Material provided:

PR #69, opened 2019-10-11
Fix non-compilable code example in README.md

44DD:
Code example in README.md does not compile.
First argument of basic_error_handler::error is json_pointer instead of std::string.

### DIFF
--- a/README.md
+++ b/README.md
@@ -112,6 +112,7 @@ See also `app/json-schema-validate.cpp`.
 
 ```C++
 #include <iostream>
+#include <iomanip>
 
 #include "json-schema.hpp"
 
@@ -177,10 +178,11 @@ int main()
 	/* json-parse the people - with custom error handler */
 	class custom_error_handler : public nlohmann::json_schema::basic_error_handler
 	{
-		void error(const std::string &path, const json &instance, const std::string &message) override
+		void error(const nlohmann::json_pointer<nlohmann::basic_json<>> &pointer, const json &instance,
+			const std::string &message) override
 		{
-			nlohmann::json_schema::basic_error_handler::error(path, instance, message);
-			std::cerr << "ERROR: '" << path << "' - '" << instance << "': " << message << "\n";
+			nlohmann::json_schema::basic_error_handler::error(pointer, instance, message);
+			std::cerr << "ERROR: '" << pointer << "' - '" << instance << "': " << message << "\n";
 		}
 	};
 


README.md
```diff
@@ -112,6 +112,7 @@ See also `app/json-schema-validate.cpp`.
 
 ```C++
 #include <iostream>
+#include <iomanip>
```
pboettch: iomanip is needed? Where?

pboettch:
Also, you should use the same email address on github as the one you used for your commit. This way, github will associated your account with this contribution.

README.md
44DD: setw is defined in iomanip https://en.cppreference.com/w/cpp/io/manip/setw
`+--> g++ -c -o main.o main.cpp -I ../json-schema-validator/src/ -I ../json/include/ -std=c++1z
main.cpp: In function ‘int main()’:
main.cpp:55:21: error: ‘setw’ is not a member of ‘std’
             << std::setw(2) << person << std::endl;`

pboettch: Oops; yes, you're right, I thought it was an addition you made to the `std::cerr` statement. Sorry.

pboettch:
Great work. Depending on the project push-forcing is sometimes not wanted. Most of the time it is.

Github is well aware of push-forcing for updating a PR and handles comments on previous versions of the PR correctly. Which is nice.

So, cutting a long story short, push forcing is the right way for me.

Your commit seems now to contain two author-fields. Is this wanted?

Another way to allow Github associating commits to your github-account is to register multiple email-addresses to your account. Then you can push from work, from home, from Mars - github will accord changes to your account.

44DD:
> Great work. Depending on the project push-forcing is sometimes not wanted. Most of the time it is.
So usually I just make on-top commit and someone will squash when merging to master?

> Then you can push from work, from home, from Mars - github will accord changes to your account.
You got exact my case - I pushed from my work PC at Mars.

> Your commit seems now to contain two author-fields. Is this wanted?
TBH, I don't know how to change it. I'd leave it as is, if it's not a problem.

Thanks for github mentoring ;)

pboettch:
> > Great work. Depending on the project push-forcing is sometimes not wanted. Most of the time it is.
> 
> So usually I just make on-top commit and someone will squash when merging to master?

Both is fine actually. If incremental commits are just PR-review-fixes, they should be squashed when merged. Big developments, consisting of multiple useful commits should be merged, rebased as is. 

This is how I do.

> > Then you can push from work, from home, from Mars - github will accord changes to your account.
> 
> You got exact my case - I pushed from my work PC at Mars.

Say hi to Curiosity.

Your assignment: Without leaving anything out, output all of the material exactly.

Solution below:
PR #69, opened 2019-10-11
Fix non-compilable code example in README.md

44DD:
Code example in README.md does not compile.
First argument of basic_error_handler::error is json_pointer instead of std::string.

### DIFF
--- a/README.md
+++ b/README.md
@@ -112,6 +112,7 @@ See also `app/json-schema-validate.cpp`.
 
 ```C++
 #include <iostream>
+#include <iomanip>
 
 #include "json-schema.hpp"
 
@@ -177,10 +178,11 @@ int main()
 	/* json-parse the people - with custom error handler */
 	class custom_error_handler : public nlohmann::json_schema::basic_error_handler
 	{
-		void error(const std::string &path, const json &instance, const std::string &message) override
+		void error(const nlohmann::json_pointer<nlohmann::basic_json<>> &pointer, const json &instance,
+			const std::string &message) override
 		{
-			nlohmann::json_schema::basic_error_handler::error(path, instance, message);
-			std::cerr << "ERROR: '" << path << "' - '" << instance << "': " << message << "\n";
+			nlohmann::json_schema::basic_error_handler::error(pointer, instance, message);
+			std::cerr << "ERROR: '" << pointer << "' - '" << instance << "': " << message << "\n";
 		}
 	};
 


README.md
```diff
@@ -112,6 +112,7 @@ See also `app/json-schema-validate.cpp`.
 
 ```C++
 #include <iostream>
+#include <iomanip>
```
pboettch: iomanip is needed? Where?

pboettch:
Also, you should use the same email address on github as the one you used for your commit. This way, github will associated your account with this contribution.

README.md
44DD: setw is defined in iomanip https://en.cppreference.com/w/cpp/io/manip/setw
`+--> g++ -c -o main.o main.cpp -I ../json-schema-validator/src/ -I ../json/include/ -std=c++1z
main.cpp: In function ‘int main()’:
main.cpp:55:21: error: ‘setw’ is not a member of ‘std’
             << std::setw(2) << person << std::endl;`

pboettch: Oops; yes, you're right, I thought it was an addition you made to the `std::cerr` statement. Sorry.

pboettch:
Great work. Depending on the project push-forcing is sometimes not wanted. Most of the time it is.

Github is well aware of push-forcing for updating a PR and handles comments on previous versions of the PR correctly. Which is nice.

So, cutting a long story short, push forcing is the right way for me.

Your commit seems now to contain two author-fields. Is this wanted?

Another way to allow Github associating commits to your github-account is to register multiple email-addresses to your account. Then you can push from work, from home, from Mars - github will accord changes to your account.

44DD:
> Great work. Depending on the project push-forcing is sometimes not wanted. Most of the time it is.
So usually I just make on-top commit and someone will squash when merging to master?

> Then you can push from work, from home, from Mars - github will accord changes to your account.
You got exact my case - I pushed from my work PC at Mars.

> Your commit seems now to contain two author-fields. Is this wanted?
TBH, I don't know how to change it. I'd leave it as is, if it's not a problem.

Thanks for github mentoring ;)

pboettch:
> > Great work. Depending on the project push-forcing is sometimes not wanted. Most of the time it is.
> 
> So usually I just make on-top commit and someone will squash when merging to master?

Both is fine actually. If incremental commits are just PR-review-fixes, they should be squashed when merged. Big developments, consisting of multiple useful commits should be merged, rebased as is. 

This is how I do.

> > Then you can push from work, from home, from Mars - github will accord changes to your account.
> 
> You got exact my case - I pushed from my work PC at Mars.

Say hi to Curiosity.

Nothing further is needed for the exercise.